FORCE MAJEURE – Neither party will be liable to the other for delays in performing any obligations under the Agreement due to circumstances beyond its reasonable control, including but not limited to revolts, insurrections, riots, wars, acts of enemies, national emergency, strikes, floods, earthquake, embargo, inability to secure materials or transportation, and acts of God, and other events beyond the reasonable control of the parties caused by nature or governmental authorities.

SEVERABILITY – If any provision of the Agreement is found to be invalid, illegal or unenforceable, then, notwithstanding such invalidity, illegality or unenforceability, the Agreement and the remaining provisions shall continue in full force and effect. In this event the parties will agree upon a valid, binding and enforceable substitute provision which shall be as close as possible to the commercial interests of the invalid or unenforceable provision.

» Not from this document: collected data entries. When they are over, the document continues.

PR #2804, opened 2026-05-09
Allow lang and region scoping for Ticker (closes #2582)

### LINKED ISSUE #2582: Possible to get company names in Chinese?
### Describe bug

I would like to know if it's possible to get the Chinese names and/or native names of companies other than English.

Let's take the ticker "1810.HK" as an example.  The following code will produce "XIAOMI-W" as the result:

`import yfinance as yf`
`print(yf.Ticker("1810.HK").info['longName'])`

However, if we go to https://hk.finance.yahoo.com/ and check out 1810.HK, we could see that the result is shown as
小米集團－Ｗ

I'm wondering if we could tell yfinance to connect to hk.finance.yahoo.com instead of finance.yahoo.com.

Thanks

`import yfinance as yf`
`print(yf.Ticker("1810.HK").info['longName'])`

N/A

### Bad data proof

_No response_

### `yfinance` version

0.2.65

### Python version

3.13.6

### Operating system

Win 11

dokson:
## Summary

Closes #2582.

`yf.Ticker("1810.HK").info["longName"]` always returned `"XIAOMI-W"` (U.S. English) because `lang`/`region` were not forwarded to Yahoo. Both `quoteSummary` (`v10`) and `v7/quote` actually accept BCP-47 `lang` and ISO 3166-1 alpha-2 `region` and return localized strings — verified live across Latin (with diacritics), CJK and Cyrillic scripts:

```python
>>> import yfinance as yf
>>> yf.config.locale.lang = "zh-Hant-HK"
>>> yf.config.locale.region = "HK"
>>> yf.Ticker("1810.HK").info["longName"]
'小米集團－Ｗ'

>>> yf.config.locale.lang = "ja-JP"
>>> yf.config.locale.region = "JP"
>>> yf.Ticker("7203.T").info["longName"]
'トヨタ自動車'

>>> yf.config.locale.lang = "ru-RU"
>>> yf.config.locale.region = "RU"
>>> yf.Ticker("GAZP.ME").info["longName"]
'Публичное акционерное общество Газпром'
```

## Design — locale on YfConfig (per @ValueRaider review)

Earlier revision exposed `lang` / `region` as `Ticker(symbol, lang=..., region=...)` constructor params. Reworked to live on `YfConfig.locale` instead:

- A typical caller wants the same locale for every Ticker in their session — config matches the actual usage shape.
- One config knob covers every v7/v10 endpoint, including the v1 calendar in `_fetch_history_metadata`, with no kwargs threaded through three layers.
- Consistent with `YfConfig.network.proxy` / `YfConfig.debug.logging` / `YfConfig.locale` is the same pattern.

## Changes

- `YfConfig.locale.lang` (default `"en-US"`) and `YfConfig.locale.region` (default `"US"`).
- `Quote._fetch` (v10/quoteSummary) and `Quote._fetch_additional_info` (v7/quote) read locale from `YfConfig` on every call.
- `TickerBase._fetch_history_metadata` (v1 calendar) reads the same locale, replacing a hardcoded `lang=en-US, region=US`.
- `v8/chart` ignores `lang` server-side, so we don't forward there — would only generate noise.
- Doc note in `yfinance.ticker_tickers.rst` and 6 tests covering defaults, four script families (Latin/diacritics, two CJK variants, Cyrillic), and the U.S.-listing-not-translated invariant.

## Notes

OTHER –A. Unless otherwise stated in the Order, the Agreement shall be governed by and construed in accordance with the laws of the Republic Of Singapore, without regard to conflicts of laws provisions thereof. The venue for any claim arising under this Agreement shall be the state and federal courts located in Singapore.B. Both Hammer3D and Customer will comply with all laws applicable to the Agreement.C. All notices given under the Agreement will be effective when received in writing. Notices to the Customer and Hammer3D will be sent to the address provided in the Order.D. Changes to the Agreement must be in writing and must be signed by both parties.E. This Agreement shall be binding upon and inure to the benefit of the parties’ successors and assigns. Notwithstanding the foregoing, this
Agreement and the Services provided hereunder are deemed personal in nature and Hammer3D may not assign any of its rights or
delegate any of its duties under this Agreement without the prior written consent of Customer.
F. Hammer3D's relationship with Customer will be that of an independent contractor and nothing in this Agreement should be construed to create a partnership, agency, joint venture, or employer employee relationship. Hammer3D is not the agent of Customer and is not authorized to transact business, incur obligations (express or implied), bill goods or otherwise act in any manner, to make any promises, warranty, representation, contract, or commitment or other representation in the name of or on behalf of Customer.

COMPLETE AGREEMENT – Customer acknowledges that it has read the Order and these Terms and Conditions, understands them, and agrees to be bound by their terms and conditions. Further, Customer represents and agrees that the Agreement set forth the complete and exclusive statement of the agreement including the governing terms and conditions between the parties, which shall prevail over and supersede all proposals, printed provisions on subordinate Customer documents including purchase orders, oral or written agreements, the Customer’s general terms and conditions and all other communications between the parties relating to the subject matter of the Agreement.